I'd be very happy for a complete proof to look at, but please avoid posting it "in the clear", so as to not spoil the exercise in the Software Foundations course.
The definition uses two inductive predicates, In and repeats.
Require Import Lists.List.
Import ListNotations.
Section Pigeon.
Variable (X:Type).
Implicit Type (x:X).
Fixpoint In x l : Prop := (*** In ***)
match l with
| nil => False
| (x'::l') => x' = x \/ In x l'
end.
Hypothesis in_split : forall x l, In x l -> exists l1 l2, l = l1 ++ x :: l2.
Hypothesis in_app: forall x l1 l2, In x (l1++l2) <-> In x l1 \/ In x l2.
Inductive repeats : list X -> Prop := (*** repeats ***)
repeats_hd l x : In x l -> repeats (x::l)
| repeats_tl l x : repeats l -> repeats (x::l).
Theorem pigeonhole_principle_NO_EM: (*** pigeonhole ***)
forall l1 l2,
length l2 < length l1 -> (* There are more pigeons than nests *)
(forall x, In x l1 -> In x l2) -> (* All pigeons are in some nest *)
repeats l1. (* Thus, some pigeons share nest *)
Proof.
(* ??? *)
I'll describe the thought process that led me to a solution, in case it helps. We may apply induction and it is straightforward to reduce to the case l1 = a::l1', l2 = a::l2'. Now l1' is a subset of a::l2'. My EM-trained intuition is that one of the following holds:
a is in l1'.
a is not in l1'.
In the latter case, each element of l1' is in a::l2' but differs from a, and therefore must be in l2'. Thus l1' is a subset of l2', and we can apply the inductive hypothesis.
Unfortunately if In is not decidable, the above can't be directly formalized. In particular if equality is not decidable for the given type, it's difficult to prove elements are unequal, and therefore difficult to prove a negative statement like ~(In a l1'). However, we wanted to use that negative statement to prove a positive one, namely
forall x, In x l1' -> In x l2'
By analogy, suppose we wanted to prove
P \/ Q
Q -> R
------
P \/ R
The above intuitive argument is like starting from P \/ ~P, and using ~P -> Q -> R in the second case. We can use a direct proof to avoid EM.
Quantifying over the list l1' makes this a bit more complicated, but still we can construct a direct proof using the following lemma, which can be proven by induction.
Lemma split_or {X} (l : list X) (P Q : X -> Prop) :
(forall x, In x l -> (P x \/ Q x)) ->
(exists x, In x l /\ P x) \/ (forall x, In x l -> Q x).
Finally note that the intuitive pigeonhole principle could also be formalized as the following way, which cannot be proven when the type has undecidable equality (note that it has a negative statement in the conclusion):
Definition pigeon2 {X} : Prop := forall (l1 l2 : list X),
length l2 < length l1 ->
(exists x, In x l1 /\ ~(In x l2)) \/ repeats l1.

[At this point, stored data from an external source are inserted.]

PR #3422, opened 2023-05-25
fix/new demo data server

sedghi:
### Context & Changes

With the new demo server (static-wado) and addition of more modalities, more bugs appeared in how OHIF handle static wado. 

RT:
- better error handling 
- make the default server use bulkDataURI to fetch

SM:
- Metadata handled for consistensie in the imageType
- relative bulkDataURI is converted to the full

#### PR

#### Code

  etc.)

  additions or removals.

#### Tested Environment

- [] "OS: 
- [] "Node version: 
- [] "Browser:
  


extensions/cornerstone-dicom-rt/src/loadRTStruct.js
```diff
@@ -55,42 +56,54 @@ async function checkAndLoadContourData(instance, datasource) {
...
-
-            ContourData.push(value);
-            startIndex = endIndex + 1;
-            endIndex = dataUint8Array.indexOf('\\', startIndex);
-            endIndex === -1 ? (endIndex = dataUint8Array.length) : endIndex;
-            numbersParsed++;
+  instance.ROIContourSequence.forEach(ROIContour => {
+    try {
+      ROIContour.ContourSequence.forEach((Contour, contourIndex) => {
+        const promise = resolvedPromises[index++];
```
wayfarer3130, line 62: Could this be changed to a map by contourIndex?  I'm just concerned that we might get out of sync on this and end up with the wrong contour somewhere.  Mapping the promises definitely rather than by position just feels safer.

extensions/cornerstone-dicom-rt/src/loadRTStruct.js
```diff
@@ -55,42 +56,54 @@ async function checkAndLoadContourData(instance, datasource) {
...
+          } else {
+            // Otherwise, proceed with existing logic
+            const uint8Array = new Uint8Array(promise.value);
+            const textDecoder = new TextDecoder();
+            const dataUint8Array = textDecoder.decode(uint8Array);
+            if (
+              typeof dataUint8Array === 'string' &&
+              dataUint8Array.includes('\\')
+            ) {
+              const numSlashes = (dataUint8Array.match(/\\/g) || []).length;
```
wayfarer3130, line 79: Could you write a custom function that counts them - doing this as a regular expression works, but the efficiency isn't very good, and some of these arrays can be huge.

wayfarer3130: Thinking about it, just try dataUint8Array.split(/\\/).map(parseFloat)  That uses a regular expression once, but then you get the entire array of strings as a result - and if it needs to be more efficient in the future, it is easy to implement an efficient version of it.

modes/tmtv/src/index.js
```diff
@@ -189,16 +189,24 @@ function modeFactory({ modeConfiguration }) {
...
-      return (
+      const isValid =
         modalities_list.includes('CT') &&
         modalities_list.includes('PT') &&
-        !invalidModalities.some(modality => modalities_list.includes(modality))
-      );
+        !invalidModalities.some(modality =>
+          modalities_list.includes(modality)
+        ) &&
+        // This is study is a 4D study with PT and CT and not a 3D study for the tmtv
```
wayfarer3130, line 202: Prefix with TODO: Find a better way to identify 4D studies

platform/viewer/src/routes/WorkList/WorkList.tsx
```diff
@@ -343,6 +343,7 @@ function WorkList({
 
             const isValidMode = mode.isValidMode({
               modalities: modalitiesToCheck,
+              StudyInstanceUID: studyInstanceUid,
```
wayfarer3130, line 346: Can you just pass the ...study here?

wayfarer3130 (changes requested):
Hopefully not to hard to update

extensions/cornerstone-dicom-rt/src/loadRTStruct.js
```diff
@@ -7,12 +7,13 @@ async function checkAndLoadContourData(instance, datasource) {
     return Promise.reject('Invalid instance object or ROIContourSequence');
   }
 
-  const promises = [];
-  let counter = 0;
+  const promisesMap = new Map();
```
wayfarer3130, line 10: Thank you.

extensions/default/src/utils/getDirectURL.js
```diff
@@ -57,31 +51,19 @@ const getDirectURL = (config, params) => {
...
-    return `${wadoRoot}/studies/${StudyInstanceUID}/${acceptUri}`;
+
+  if (tag === 'PixelData' || tag === 'EncapsulatedDocument') {
+    return `${wadoRoot}/studies/${StudyInstanceUID}/series/${SeriesInstanceUID}/instances/${SOPInstanceUID}/rendered`;
   }
-  throw new Error('BulkDataURI in unknown format:' + BulkDataURI);
+
+  // since we fixed the bulkDataURI to be absolute (in case of the relative),
+  // we can just return it here
+  return BulkDataURI;
```
wayfarer3130, line 66: This should be the accept URI, because the DICOMweb standard states that the default is multipart related, and then separately states that the accept parameter is the URL parameter equivalent of the accept header.

extensions/dicom-microscopy/src/utils/cleanDenaturalizedDataset.ts
```diff
@@ -38,7 +44,15 @@ export default function cleanDenaturalizedDataset(obj: any): any {
         delete obj[key].Value;
       } else if (Array.isArray(obj[key].Value) && obj[key].vr) {
         if (obj[key].Value.length === 1 && obj[key].Value[0].BulkDataURI) {
-          obj[key].BulkDataURI = obj[key].Value[0].BulkDataURI;
+          // If the BulkDataURI is not a study level URI, then we need to convert the
+          // relative URI to an absolute URI (see open PR https://github.com/dcmjs-org/dicomweb-client/pull/54)
+          if (!obj[key].Value[0].BulkDataURI.includes('studies/')) {
```
wayfarer3130, line 49: You need to call fixBulkDataURI here - the test here as you have it isn't safe, because a perfectly value bulkdata URI is:
https://server/bulkdata/hashcode.dat
There is NO requirement at all that the bulkdata URI contain the studies path.  IF it is a path relative URI, then it will be relative to the metadata call that was used to retrieve it, but nothing says it has to be in the dicomweb path even.

wayfarer3130 (approved):
Couple of small changes - marking approved as I may not be able to easily get back to it today, and there are really just the two issues.

wayfarer3130 (approved):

A possible constructive proof goes like this:
We prove pigeonhole_principle_NO_EM by induction on l1. Only the non-empty case is possible because of the length constraint. So, assume l1 = x :: l1'. Now, check whether there is some element of l1' which is mapped by f : (forall x, In x l1 -> In x l2) to the same membership proof as x. If there is such an x' element, then it follows that x = x', therefore l1 repeats. If there is no such element, then we can get l2' by removing the element that x is mapped to from l2, and apply the induction hypothesis to l2' and the appropriate f' : forall x, In x l1' -> In x l2' function.
That's it, but I note that actually formalizing this proof is not easy with the definitions given, because we need to prove heterogeneous or dependent equalities, since we have to compare membership proofs for possibly different elements.
As to the question of getting the hang of constructive proofs in general, an important skill or habit is always examining what kind of data we have, not just what kind of logical facts we know. In this case, membership proofs are actually indices pointing into lists, bundled together with proofs that the pointed-to elements equal certain values. If membership proofs didn't tell where exactly elements are located then this proof would not be possible constructively.